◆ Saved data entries
PR #333, opened 2024-04-24
Outer steering vector

MattRolchigo:
Slight performance optimization for problem types with remelting to iterate over an "outer" steering vector (created at a time interval of either 5000 time steps or a user input value) rather than over all cells when creating the main steering vector used for cell capture.

### DIFF
--- a/src/CAinputs.hpp
+++ b/src/CAinputs.hpp
@@ -26,6 +26,7 @@ struct Inputs {
 
     std::string simulation_type = "", material_filename = "", grain_orientation_file = "";
     unsigned long rng_seed = 0.0;
+    int build_increment_outer = 5000;
     DomainInputs domain;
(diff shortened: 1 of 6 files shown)


streeve (changes requested):
Should add to the readme. Maybe add this to one of the examples too?

src/CAinputs.hpp
```diff
@@ -26,6 +26,7 @@ struct Inputs {
 
     std::string simulation_type = "", material_filename = "", grain_orientation_file = "";
     unsigned long rng_seed = 0.0;
+    int build_increment_outer = 5000;
```
streeve, line 29: This variable name will confuse me - frequency instead of increment would help

streeve (approved):

Issue #22, opened 2021-10-05
Use of Kokkos/device for initialization routines


MattRolchigo:
Currently, the code does the majority of the initialization on the host, copying over data to the device after initialization is complete. Much of this outside of file reading can be converted into kokkos and parallelized, speeding up code initialization and avoiding the need for allocation of a good portion of memory on the host (would not need mirror views on host and device - could initialize them on the device)
Necessary step will be converting to Kokkos::Random for some init routines

streeve:
I'm fine to close this @MattRolchigo - are any others enough on device that you would check them off (isn't tempinit?)?

PR #336, opened 2024-04-30
Ability to initialize simulations from vtk grain ID data

MattRolchigo:
Removed the deprecated ability to read the old substrate grain ID data format and replaced it with the ability to read grain ID data from a vtk file

### DIFF
--- a/src/CAparsefiles.cpp
+++ b/src/CAparsefiles.cpp
@@ -170,3 +170,24 @@ std::size_t checkForHeaderValues(std::string header_line) {
     }
     return header_size;
 }
+
+// Read and discard "n_lines" lines of data from the file
+void skipLines(std::ifstream &input_data_stream, const int n_lines) {
+    std::string dummy_str;
+    for (int line = 0; line < n_lines; line++)
+        getline(input_data_stream, dummy_str);
+}
+
+// Read space-separated tuple from a vtk file header
+std::vector<std::string> readVTKTuple(std::ifstream &input_data_stream) {
+    std::vector<std::string> read_values(3);
+    std::string read_line;
+    getline(input_data_stream, read_line);
+    std::size_t first_separator = read_line.find(' ');
+    std::size_t second_separator = read_line.find(' ', first_separator + 1);
+    std::size_t third_separator = read_line.find(' ', second_separator + 1);
+    read_values[0] = read_line.substr(first_separator, second_separator - first_separator);
+    read_values[1] = read_line.substr(second_separator, third_separator - second_separator);
+    read_values[2] = read_line.substr(third_separator);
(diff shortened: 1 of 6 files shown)


streeve:
Looks like this should check off part of #22 (maybe more of those are already done too?)

src/CAparsefiles.cpp
```diff
@@ -170,3 +170,24 @@ std::size_t checkForHeaderValues(std::string header_line) {
...
+std::vector<std::string> readVTKTuple(std::ifstream &input_data_stream) {
+    std::vector<std::string> read_values(3);
+    std::string read_line;
+    getline(input_data_stream, read_line);
+    std::size_t first_separator = read_line.find(' ');
+    std::size_t second_separator = read_line.find(' ', first_separator + 1);
+    std::size_t third_separator = read_line.find(' ', second_separator + 1);
+    read_values[0] = read_line.substr(first_separator, second_separator - first_separator);
+    read_values[1] = read_line.substr(second_separator, third_separator - second_separator);
+    read_values[2] = read_line.substr(third_separator);
```
streeve, line 191:
```suggestion
    char separator = ' ';
    std::size_t line_size = read_line.size();
    for (std::size_t n = 0; n < line_size - 1; n++) {
        std::size_t pos = read_line.find(separator);
        read_values[n] = read_line.substr(0, pos);
        read_line = read_line.substr(pos + 1, std::string::npos);
    }
```
Trying to make it more readable and reusable

MattRolchigo: Now that I think about it, we already have `splitString` that can do this exact thing...

src/CAparsefiles.cpp
```diff
@@ -82,6 +82,35 @@ void splitString(const std::string line, std::vector<std::string> &parsed_line,
...
+    getline(input_data_stream, line);
+
+    // Make sure the right number of values are present on the line - one more than the number of separators
+    std::size_t actual_num_values = std::count(line.begin(), line.end(), separator) + 1;
+    if (expected_num_values != actual_num_values) {
+        std::string error = "Error: Expected " + std::to_string(expected_num_values) +
+                            " values while reading file; but " + std::to_string(actual_num_values) + " were found";
+        throw std::runtime_error(error);
+    }
+    // Separate the line into its components, now that the number of values has been checked
```
streeve, line 100: Can't you just call `splitString`?

MattRolchigo: You mean call `void splitString` from within `std::vector<std::string splitString`?

streeve: Yeah that's what I meant

streeve (approved):

PR #342, opened 2024-05-15
Replaced layer_time_temp_history with liquidus_time and cooling_rate views of the appropriate types

### LINKED ISSUE #219: Exact storage of time at which cells go above/below liquidus
`LayerTimeTempHistory` currently stores the time steps at which the cells go above/below the liquidus as floats, which are later converted to integers for comparison with the current time step. This creates potential issues with large integers that cannot be successfully converted to float and back to int again. This also increases the small risk of a cell going above and below the liquidus on the same time step, which should not be allowed (these should be at least 1 time step apart, even if the difference between them is less than the time step)

MattRolchigo:
Closes #219  - also ensures that cells do not go above and then back below the liquidus on the same time step

### DIFF
--- a/src/CAnucleation.hpp
+++ b/src/CAnucleation.hpp
@@ -94,8 +94,8 @@ struct Nucleation {
             Kokkos::create_mirror_view_and_copy(Kokkos::HostSpace(), temperature.max_solidification_events);
         auto number_of_solidification_events_host =
             Kokkos::create_mirror_view_and_copy(Kokkos::HostSpace(), temperature.number_of_solidification_events);
-        auto layer_time_temp_history_host =
-            Kokkos::create_mirror_view_and_copy(Kokkos::HostSpace(), temperature.layer_time_temp_history);
+        auto liquidus_time_host = Kokkos::create_mirror_view_and_copy(Kokkos::HostSpace(), temperature.liquidus_time);
+        auto cooling_rate_host = Kokkos::create_mirror_view_and_copy(Kokkos::HostSpace(), temperature.cooling_rate);
 
         // Use new RNG seed for each layer
         std::mt19937_64 generator(rng_seed + static_cast<unsigned long>(layernumber));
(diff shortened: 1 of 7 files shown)


src/CAtemperature.hpp
```diff
@@ -467,20 +472,20 @@ struct Temperature {
...
                 if (tot_dist <= spot_radius) {
                     // Melt time step (first time step)
-                    layer_time_temp_history_local(index, 0, 0) = 1;
-                    // Liquidus time step (related to distance to spot edge)
-                    layer_time_temp_history_local(index, 0, 1) =
-                        Kokkos::round((spot_radius - tot_dist) / isotherm_velocity) + 1;
+                    liquidus_time_local(index, 0, 0) = 1;
+                    // Liquidus time step (related to distance to spot edge). Must be at least 1 time step after melt
+                    // time step
+                    liquidus_time_local(index, 0, 1) = Kokkos::round((spot_radius - tot_dist) / isotherm_velocity) + 2;
```
streeve, line 478: Not sure what the original +1 was vs the new +1 after melt

src/CAnucleation.hpp
```diff
@@ -104,7 +104,7 @@ struct Nucleation {
         std::uniform_real_distribution<double> y_dist(-0.49999, grid.ny - 0.5);
         std::uniform_real_distribution<double> z_dist(-0.49999, grid.nz_layer - 0.5);
         // Gaussian distribution of nucleation undercooling
-        std::normal_distribution<float> g_distribution(_inputs.dtn, _inputs.dtsigma);
+        std::normal_distribution<double> g_distribution(_inputs.dtn, _inputs.dtsigma);
```
streeve, line 107: Not sure why this is needed

MattRolchigo: Because of the fact that some integers were not able to be converted to floats and back again, I replaced the use of `float` with `double` for the calculation of nucleation times and changed the std::normal_distributions (also used in the calculation) to `double` to match

src/CAtemperature.hpp
MattRolchigo: Just making sure that `liquidus_time_local(index, 0, 1)` is never equal to `liquidus_time_local(index, 0, 0)`

streeve (approved):

PR #344, opened 2024-05-21
Formatting of json string for output SubstrateFilename

MattRolchigo:


streeve (changes requested):
Test?

MattRolchigo:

◆ Exercise
Show a copy of each line from the records above in which the string "what" occurs.

◆ Answer to this task
streeve: Yeah that's what I meant
streeve, line 478: Not sure what the original +1 was vs the new +1 after melt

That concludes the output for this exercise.